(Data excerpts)
========================

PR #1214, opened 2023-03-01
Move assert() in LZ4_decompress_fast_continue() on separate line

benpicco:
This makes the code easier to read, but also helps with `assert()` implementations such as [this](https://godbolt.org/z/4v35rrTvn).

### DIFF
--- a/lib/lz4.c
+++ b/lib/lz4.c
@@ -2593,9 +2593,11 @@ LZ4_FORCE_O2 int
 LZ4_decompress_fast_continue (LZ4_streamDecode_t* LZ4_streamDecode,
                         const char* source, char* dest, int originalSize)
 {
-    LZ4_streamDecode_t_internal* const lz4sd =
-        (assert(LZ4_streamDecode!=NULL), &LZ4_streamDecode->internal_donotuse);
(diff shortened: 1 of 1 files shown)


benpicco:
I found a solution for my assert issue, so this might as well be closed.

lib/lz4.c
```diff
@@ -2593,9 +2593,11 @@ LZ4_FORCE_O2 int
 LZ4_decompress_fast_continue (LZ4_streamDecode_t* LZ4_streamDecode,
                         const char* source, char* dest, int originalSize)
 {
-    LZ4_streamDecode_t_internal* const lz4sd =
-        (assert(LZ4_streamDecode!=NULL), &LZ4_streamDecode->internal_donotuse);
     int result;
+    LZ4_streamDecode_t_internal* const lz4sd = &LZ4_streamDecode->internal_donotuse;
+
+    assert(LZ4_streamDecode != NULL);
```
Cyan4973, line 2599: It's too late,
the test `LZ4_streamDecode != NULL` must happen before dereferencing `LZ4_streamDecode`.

========================

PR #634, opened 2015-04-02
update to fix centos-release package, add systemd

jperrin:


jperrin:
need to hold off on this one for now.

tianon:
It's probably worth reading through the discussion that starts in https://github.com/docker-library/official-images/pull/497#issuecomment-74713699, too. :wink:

========================

Exercise aim:
Write out, from the lines above, only those from the line with "I found a solution" to the line with "must happen before", exactly as given, including the first and the last.

Solution to this exercise:
I found a solution for my assert issue, so this might as well be closed.

lib/lz4.c
```diff
@@ -2593,9 +2593,11 @@ LZ4_FORCE_O2 int
 LZ4_decompress_fast_continue (LZ4_streamDecode_t* LZ4_streamDecode,
                         const char* source, char* dest, int originalSize)
 {
-    LZ4_streamDecode_t_internal* const lz4sd =
-        (assert(LZ4_streamDecode!=NULL), &LZ4_streamDecode->internal_donotuse);
     int result;
+    LZ4_streamDecode_t_internal* const lz4sd = &LZ4_streamDecode->internal_donotuse;
+
+    assert(LZ4_streamDecode != NULL);
```
Cyan4973, line 2599: It's too late,
the test `LZ4_streamDecode != NULL` must happen before dereferencing `LZ4_streamDecode`.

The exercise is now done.